◆ Dataset records:
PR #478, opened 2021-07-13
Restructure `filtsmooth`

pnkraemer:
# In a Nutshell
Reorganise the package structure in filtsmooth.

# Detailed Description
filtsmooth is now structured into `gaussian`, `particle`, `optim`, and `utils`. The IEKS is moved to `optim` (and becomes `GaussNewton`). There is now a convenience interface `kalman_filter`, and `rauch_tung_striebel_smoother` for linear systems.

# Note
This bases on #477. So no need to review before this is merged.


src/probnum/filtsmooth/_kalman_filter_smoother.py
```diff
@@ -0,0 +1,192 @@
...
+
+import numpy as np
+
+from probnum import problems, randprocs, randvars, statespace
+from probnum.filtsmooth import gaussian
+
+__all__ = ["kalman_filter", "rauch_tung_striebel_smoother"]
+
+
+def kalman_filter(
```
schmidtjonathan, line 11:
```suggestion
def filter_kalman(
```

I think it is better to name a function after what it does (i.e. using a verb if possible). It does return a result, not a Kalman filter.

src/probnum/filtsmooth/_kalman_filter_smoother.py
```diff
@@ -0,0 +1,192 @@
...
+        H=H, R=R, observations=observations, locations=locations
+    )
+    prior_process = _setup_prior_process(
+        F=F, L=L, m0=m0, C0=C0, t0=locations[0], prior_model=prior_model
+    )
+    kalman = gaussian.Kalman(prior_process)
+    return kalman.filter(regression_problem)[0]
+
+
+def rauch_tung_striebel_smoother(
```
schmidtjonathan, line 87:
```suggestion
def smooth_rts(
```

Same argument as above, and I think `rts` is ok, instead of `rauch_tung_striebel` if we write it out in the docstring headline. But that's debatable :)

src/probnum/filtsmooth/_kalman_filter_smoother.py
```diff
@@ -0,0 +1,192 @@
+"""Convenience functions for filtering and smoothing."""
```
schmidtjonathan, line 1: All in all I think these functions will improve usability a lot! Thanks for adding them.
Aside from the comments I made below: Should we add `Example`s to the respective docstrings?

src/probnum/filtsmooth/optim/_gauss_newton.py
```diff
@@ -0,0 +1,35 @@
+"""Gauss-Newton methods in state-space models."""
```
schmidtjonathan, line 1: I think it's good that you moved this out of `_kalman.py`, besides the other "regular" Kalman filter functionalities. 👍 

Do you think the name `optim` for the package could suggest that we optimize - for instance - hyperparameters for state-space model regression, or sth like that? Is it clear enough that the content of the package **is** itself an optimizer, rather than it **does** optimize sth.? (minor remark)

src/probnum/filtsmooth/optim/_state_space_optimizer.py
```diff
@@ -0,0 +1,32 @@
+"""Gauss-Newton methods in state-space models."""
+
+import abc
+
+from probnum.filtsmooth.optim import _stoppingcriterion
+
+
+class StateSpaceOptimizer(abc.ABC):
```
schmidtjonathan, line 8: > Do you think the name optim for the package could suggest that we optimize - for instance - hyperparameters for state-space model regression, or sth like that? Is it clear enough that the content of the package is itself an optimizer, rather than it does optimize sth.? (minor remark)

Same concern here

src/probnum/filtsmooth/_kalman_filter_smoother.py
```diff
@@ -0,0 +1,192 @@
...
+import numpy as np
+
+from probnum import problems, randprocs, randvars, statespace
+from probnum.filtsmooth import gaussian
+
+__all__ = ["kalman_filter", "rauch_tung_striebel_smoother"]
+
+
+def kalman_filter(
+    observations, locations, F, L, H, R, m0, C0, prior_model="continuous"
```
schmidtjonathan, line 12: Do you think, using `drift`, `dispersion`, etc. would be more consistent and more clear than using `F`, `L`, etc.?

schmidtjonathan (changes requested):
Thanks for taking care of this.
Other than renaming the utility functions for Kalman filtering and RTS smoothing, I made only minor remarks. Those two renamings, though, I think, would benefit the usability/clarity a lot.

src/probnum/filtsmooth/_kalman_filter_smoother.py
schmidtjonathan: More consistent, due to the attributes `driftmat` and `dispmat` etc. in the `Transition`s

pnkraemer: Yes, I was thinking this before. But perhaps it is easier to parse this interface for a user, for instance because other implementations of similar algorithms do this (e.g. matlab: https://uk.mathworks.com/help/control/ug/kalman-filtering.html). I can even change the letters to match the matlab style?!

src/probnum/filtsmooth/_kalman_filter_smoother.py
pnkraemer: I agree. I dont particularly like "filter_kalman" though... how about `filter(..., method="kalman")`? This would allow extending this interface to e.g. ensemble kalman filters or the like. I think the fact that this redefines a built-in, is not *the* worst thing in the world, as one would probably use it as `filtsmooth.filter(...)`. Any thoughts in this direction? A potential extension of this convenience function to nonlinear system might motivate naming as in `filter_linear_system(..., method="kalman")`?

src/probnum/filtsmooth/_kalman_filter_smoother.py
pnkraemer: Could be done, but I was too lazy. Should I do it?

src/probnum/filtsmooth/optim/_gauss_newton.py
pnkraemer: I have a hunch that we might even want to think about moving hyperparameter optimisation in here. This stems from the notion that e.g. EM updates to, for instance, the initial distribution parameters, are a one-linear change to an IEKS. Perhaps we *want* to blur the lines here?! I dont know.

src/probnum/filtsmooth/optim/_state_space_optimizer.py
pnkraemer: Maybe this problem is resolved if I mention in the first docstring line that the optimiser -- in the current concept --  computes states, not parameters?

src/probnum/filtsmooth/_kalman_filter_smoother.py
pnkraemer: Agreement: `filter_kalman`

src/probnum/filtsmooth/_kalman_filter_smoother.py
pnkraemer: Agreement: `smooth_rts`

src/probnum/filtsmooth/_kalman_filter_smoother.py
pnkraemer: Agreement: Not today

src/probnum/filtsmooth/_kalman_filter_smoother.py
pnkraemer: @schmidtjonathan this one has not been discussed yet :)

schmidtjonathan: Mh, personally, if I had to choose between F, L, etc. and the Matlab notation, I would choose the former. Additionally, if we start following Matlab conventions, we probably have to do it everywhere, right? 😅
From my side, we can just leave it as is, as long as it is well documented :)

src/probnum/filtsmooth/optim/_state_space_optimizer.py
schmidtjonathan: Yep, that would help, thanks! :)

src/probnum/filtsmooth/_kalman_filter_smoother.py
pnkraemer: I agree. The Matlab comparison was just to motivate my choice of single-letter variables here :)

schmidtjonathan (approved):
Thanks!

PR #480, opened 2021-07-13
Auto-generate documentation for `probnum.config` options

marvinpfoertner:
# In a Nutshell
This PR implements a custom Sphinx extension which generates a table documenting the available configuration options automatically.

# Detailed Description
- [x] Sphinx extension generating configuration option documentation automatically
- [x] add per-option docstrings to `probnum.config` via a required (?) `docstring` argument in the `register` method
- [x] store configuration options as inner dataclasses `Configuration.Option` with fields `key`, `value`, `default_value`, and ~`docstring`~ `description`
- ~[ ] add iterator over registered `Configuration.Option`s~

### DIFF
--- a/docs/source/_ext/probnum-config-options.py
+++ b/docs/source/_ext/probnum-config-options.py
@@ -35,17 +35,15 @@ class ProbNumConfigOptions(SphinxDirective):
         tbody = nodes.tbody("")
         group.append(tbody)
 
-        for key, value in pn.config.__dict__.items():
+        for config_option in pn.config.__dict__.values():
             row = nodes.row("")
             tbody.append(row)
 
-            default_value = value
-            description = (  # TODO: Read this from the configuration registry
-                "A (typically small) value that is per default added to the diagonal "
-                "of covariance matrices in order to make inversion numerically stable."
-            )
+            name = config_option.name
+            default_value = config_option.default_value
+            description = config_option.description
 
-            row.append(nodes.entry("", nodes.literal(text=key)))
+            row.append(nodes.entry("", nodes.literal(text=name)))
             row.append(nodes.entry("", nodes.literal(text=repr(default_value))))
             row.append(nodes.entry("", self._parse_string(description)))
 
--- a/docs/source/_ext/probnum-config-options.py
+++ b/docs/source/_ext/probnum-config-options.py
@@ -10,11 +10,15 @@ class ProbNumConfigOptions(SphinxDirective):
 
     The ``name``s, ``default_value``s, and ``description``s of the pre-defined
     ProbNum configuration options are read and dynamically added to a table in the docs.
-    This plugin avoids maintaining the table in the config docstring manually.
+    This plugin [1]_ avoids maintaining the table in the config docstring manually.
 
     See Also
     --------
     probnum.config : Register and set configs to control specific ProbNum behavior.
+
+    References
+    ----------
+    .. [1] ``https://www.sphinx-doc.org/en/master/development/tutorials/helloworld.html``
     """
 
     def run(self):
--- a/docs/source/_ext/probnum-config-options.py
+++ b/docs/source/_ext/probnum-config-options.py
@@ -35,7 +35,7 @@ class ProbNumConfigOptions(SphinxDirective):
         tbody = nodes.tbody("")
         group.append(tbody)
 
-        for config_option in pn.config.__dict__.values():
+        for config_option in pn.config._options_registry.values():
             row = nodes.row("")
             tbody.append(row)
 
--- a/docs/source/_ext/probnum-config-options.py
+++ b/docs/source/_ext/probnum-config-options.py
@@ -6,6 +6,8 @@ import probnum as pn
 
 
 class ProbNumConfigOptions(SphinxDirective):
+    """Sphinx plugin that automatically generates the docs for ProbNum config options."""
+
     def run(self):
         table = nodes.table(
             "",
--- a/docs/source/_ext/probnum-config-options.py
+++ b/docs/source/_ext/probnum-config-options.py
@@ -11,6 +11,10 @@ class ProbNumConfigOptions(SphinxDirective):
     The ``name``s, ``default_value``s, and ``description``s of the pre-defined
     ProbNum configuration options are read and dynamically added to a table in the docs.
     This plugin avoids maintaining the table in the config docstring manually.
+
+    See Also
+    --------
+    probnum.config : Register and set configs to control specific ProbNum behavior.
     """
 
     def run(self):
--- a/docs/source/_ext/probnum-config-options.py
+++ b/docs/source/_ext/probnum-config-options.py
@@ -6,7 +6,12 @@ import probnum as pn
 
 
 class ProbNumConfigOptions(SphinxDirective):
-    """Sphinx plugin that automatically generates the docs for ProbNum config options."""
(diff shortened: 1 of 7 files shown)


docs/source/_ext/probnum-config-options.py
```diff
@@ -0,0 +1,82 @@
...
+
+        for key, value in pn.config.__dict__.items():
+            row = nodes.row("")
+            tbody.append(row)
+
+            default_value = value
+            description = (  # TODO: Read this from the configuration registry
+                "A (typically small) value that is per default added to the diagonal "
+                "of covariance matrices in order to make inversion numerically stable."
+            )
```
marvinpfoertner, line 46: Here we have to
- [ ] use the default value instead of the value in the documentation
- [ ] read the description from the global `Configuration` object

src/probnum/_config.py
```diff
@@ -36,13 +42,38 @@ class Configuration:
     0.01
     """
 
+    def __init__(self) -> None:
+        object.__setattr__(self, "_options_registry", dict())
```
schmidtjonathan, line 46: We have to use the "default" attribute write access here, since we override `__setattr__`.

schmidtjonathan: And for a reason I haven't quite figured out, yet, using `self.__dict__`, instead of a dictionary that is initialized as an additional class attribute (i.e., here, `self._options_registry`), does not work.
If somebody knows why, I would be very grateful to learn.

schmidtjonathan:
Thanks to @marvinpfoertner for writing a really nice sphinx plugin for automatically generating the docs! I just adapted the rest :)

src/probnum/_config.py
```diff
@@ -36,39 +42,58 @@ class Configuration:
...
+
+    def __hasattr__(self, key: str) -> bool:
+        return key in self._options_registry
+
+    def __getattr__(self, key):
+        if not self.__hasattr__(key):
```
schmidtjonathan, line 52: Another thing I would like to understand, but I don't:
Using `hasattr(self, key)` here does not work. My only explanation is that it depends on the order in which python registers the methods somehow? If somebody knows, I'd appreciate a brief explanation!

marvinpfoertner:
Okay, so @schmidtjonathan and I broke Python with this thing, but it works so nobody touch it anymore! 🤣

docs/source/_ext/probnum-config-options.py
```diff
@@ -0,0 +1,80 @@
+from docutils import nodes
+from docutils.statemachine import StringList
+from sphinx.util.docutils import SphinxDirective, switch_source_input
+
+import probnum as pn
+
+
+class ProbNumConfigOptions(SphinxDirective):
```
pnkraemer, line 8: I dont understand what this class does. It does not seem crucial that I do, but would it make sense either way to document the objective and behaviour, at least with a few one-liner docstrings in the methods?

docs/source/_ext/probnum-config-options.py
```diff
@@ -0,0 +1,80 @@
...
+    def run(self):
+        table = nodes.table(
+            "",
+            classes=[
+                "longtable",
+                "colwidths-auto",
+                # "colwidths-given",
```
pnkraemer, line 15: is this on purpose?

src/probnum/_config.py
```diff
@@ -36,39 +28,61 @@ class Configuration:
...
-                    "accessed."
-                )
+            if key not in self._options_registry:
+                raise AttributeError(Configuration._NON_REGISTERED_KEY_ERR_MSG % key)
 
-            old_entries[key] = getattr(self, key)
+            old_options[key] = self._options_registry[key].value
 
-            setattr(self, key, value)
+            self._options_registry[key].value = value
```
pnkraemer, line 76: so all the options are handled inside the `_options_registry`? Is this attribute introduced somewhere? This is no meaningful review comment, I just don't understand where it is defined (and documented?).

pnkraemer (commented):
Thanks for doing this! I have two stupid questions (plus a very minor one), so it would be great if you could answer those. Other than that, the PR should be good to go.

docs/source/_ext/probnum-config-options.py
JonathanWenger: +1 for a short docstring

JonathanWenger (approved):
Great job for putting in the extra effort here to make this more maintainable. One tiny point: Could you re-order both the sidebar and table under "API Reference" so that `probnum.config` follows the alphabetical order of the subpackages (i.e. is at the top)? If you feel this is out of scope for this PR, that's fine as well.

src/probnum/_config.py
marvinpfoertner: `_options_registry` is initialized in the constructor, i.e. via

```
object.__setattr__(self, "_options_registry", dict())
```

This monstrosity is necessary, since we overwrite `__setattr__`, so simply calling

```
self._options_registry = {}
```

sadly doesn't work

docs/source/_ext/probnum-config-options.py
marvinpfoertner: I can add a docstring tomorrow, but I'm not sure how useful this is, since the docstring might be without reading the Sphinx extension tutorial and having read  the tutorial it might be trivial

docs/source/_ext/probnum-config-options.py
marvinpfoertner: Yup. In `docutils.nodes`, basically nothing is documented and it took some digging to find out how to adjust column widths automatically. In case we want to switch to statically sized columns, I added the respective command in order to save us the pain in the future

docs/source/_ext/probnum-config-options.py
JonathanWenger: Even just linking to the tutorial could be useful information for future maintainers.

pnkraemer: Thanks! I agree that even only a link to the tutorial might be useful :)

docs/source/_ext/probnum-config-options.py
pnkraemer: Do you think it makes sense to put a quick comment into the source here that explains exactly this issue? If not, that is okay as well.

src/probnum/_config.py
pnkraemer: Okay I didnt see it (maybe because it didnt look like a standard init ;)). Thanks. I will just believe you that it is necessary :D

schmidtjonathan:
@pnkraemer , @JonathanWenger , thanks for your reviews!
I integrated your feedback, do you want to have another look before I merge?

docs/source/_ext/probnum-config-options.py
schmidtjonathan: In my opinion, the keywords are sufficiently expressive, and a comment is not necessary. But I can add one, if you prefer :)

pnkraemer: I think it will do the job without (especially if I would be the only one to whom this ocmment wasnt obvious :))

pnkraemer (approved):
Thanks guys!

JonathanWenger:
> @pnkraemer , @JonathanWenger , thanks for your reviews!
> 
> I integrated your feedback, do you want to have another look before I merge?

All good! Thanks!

◆ What to produce:
Find the lines above holding the word "manually" and show them.

◆ Written solution:
-    This plugin avoids maintaining the table in the config docstring manually.
+    This plugin [1]_ avoids maintaining the table in the config docstring manually.
     This plugin avoids maintaining the table in the config docstring manually.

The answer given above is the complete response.